What you will do
Set down word for word each line from the start of the listing through the line that contains "-45,11 +45,15 @@", both included.

Input data

PR #874, opened 2022-11-22
Fix `PermissionDenied` for `listAssessmentResults` in case of `AuthorizationStrategyAllowAll`

### LINKED ISSUE #873: ListAssessmentResult fails with filtered_cloud_service_id
**Describe the bug**
ListAssessmentResult does not filter by the Cloud Service ID.

Without filtered_cloud_service_id everything works
`grpcurl --plaintext -H "authorization: Bearer $TOKEN" localhost:9090 clouditor.Orchestrator.ListAssessmentResult`  assessmentResults

With filtered_cloud_service_id a PermissionDenied error returns
```
grpcurl --plaintext -d '{"filtered_cloud_service_id":"00000000-0000-0000-0000-000000000000"}' -H "authorization: Bearer $TOKEN" localhost:9090 clouditor.Orchestrator.ListAssessmentResults
ERROR:
  Code: PermissionDenied
  Message: access denied
```

lebogg:
Fixes #873.
In  `all, allowed = svc.authz.AllowedCloudServices(ctx)`, `all` is true and the list`allowed` nil if the strategy is `AuthorizationStrategyAllowAll`. And if `all` is true, the list shouldn't be checked. I adjusted the if condition accordingly and changed a bit the comments of `AuthorizationStrategyAllowAll` interface methods.

### DIFF
--- a/service/orchestrator/assessment_results.go
+++ b/service/orchestrator/assessment_results.go
@@ -45,11 +45,15 @@ func (svc *Service) ListAssessmentResults(ctx context.Context, req *assessment.L
 	var all bool
 
 	// Check, if the current filter is valid according to the authorization strategy. Omitting the cloud service ID is
-	// only allowed, if one can access all the cloud services. Furthermore, the content of the filtered cloud service ID
-	// must be in the list of allowed cloud service IDs.
+	// only allowed, if one can access *all* the cloud services.
 	all, allowed = svc.authz.AllowedCloudServices(ctx)
-	if !all && (req.FilteredCloudServiceId == "" ||
-		(req.FilteredCloudServiceId != "" && !slices.Contains(allowed, req.FilteredCloudServiceId))) {
+	if !all && req.FilteredCloudServiceId == "" {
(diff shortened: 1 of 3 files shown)


service/orchestrator/assessment_results.go
```diff
@@ -47,8 +48,8 @@ func (svc *Service) ListAssessmentResults(ctx context.Context, req *assessment.L
 	// only allowed, if one can access all the cloud services. Furthermore, the content of the filtered cloud service ID
 	// must be in the list of allowed cloud service IDs.
 	all, allowed = svc.authz.AllowedCloudServices(ctx)
-	if (req.FilteredCloudServiceId == "" && !all) ||
-		(req.FilteredCloudServiceId != "" && !slices.Contains(allowed, req.FilteredCloudServiceId)) {
+	if !all && (req.FilteredCloudServiceId == "" ||
```
oxisto, line 51: Should be solid now. Could we actually add more tests to this since we obviously did not catch this mistake with our current tests?

oxisto (approved):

Written solution
PR #874, opened 2022-11-22
Fix `PermissionDenied` for `listAssessmentResults` in case of `AuthorizationStrategyAllowAll`

### LINKED ISSUE #873: ListAssessmentResult fails with filtered_cloud_service_id
**Describe the bug**
ListAssessmentResult does not filter by the Cloud Service ID.

Without filtered_cloud_service_id everything works
`grpcurl --plaintext -H "authorization: Bearer $TOKEN" localhost:9090 clouditor.Orchestrator.ListAssessmentResult`  assessmentResults

With filtered_cloud_service_id a PermissionDenied error returns
```
grpcurl --plaintext -d '{"filtered_cloud_service_id":"00000000-0000-0000-0000-000000000000"}' -H "authorization: Bearer $TOKEN" localhost:9090 clouditor.Orchestrator.ListAssessmentResults
ERROR:
  Code: PermissionDenied
  Message: access denied
```

lebogg:
Fixes #873.
In  `all, allowed = svc.authz.AllowedCloudServices(ctx)`, `all` is true and the list`allowed` nil if the strategy is `AuthorizationStrategyAllowAll`. And if `all` is true, the list shouldn't be checked. I adjusted the if condition accordingly and changed a bit the comments of `AuthorizationStrategyAllowAll` interface methods.

### DIFF
--- a/service/orchestrator/assessment_results.go
+++ b/service/orchestrator/assessment_results.go
@@ -45,11 +45,15 @@ func (svc *Service) ListAssessmentResults(ctx context.Context, req *assessment.L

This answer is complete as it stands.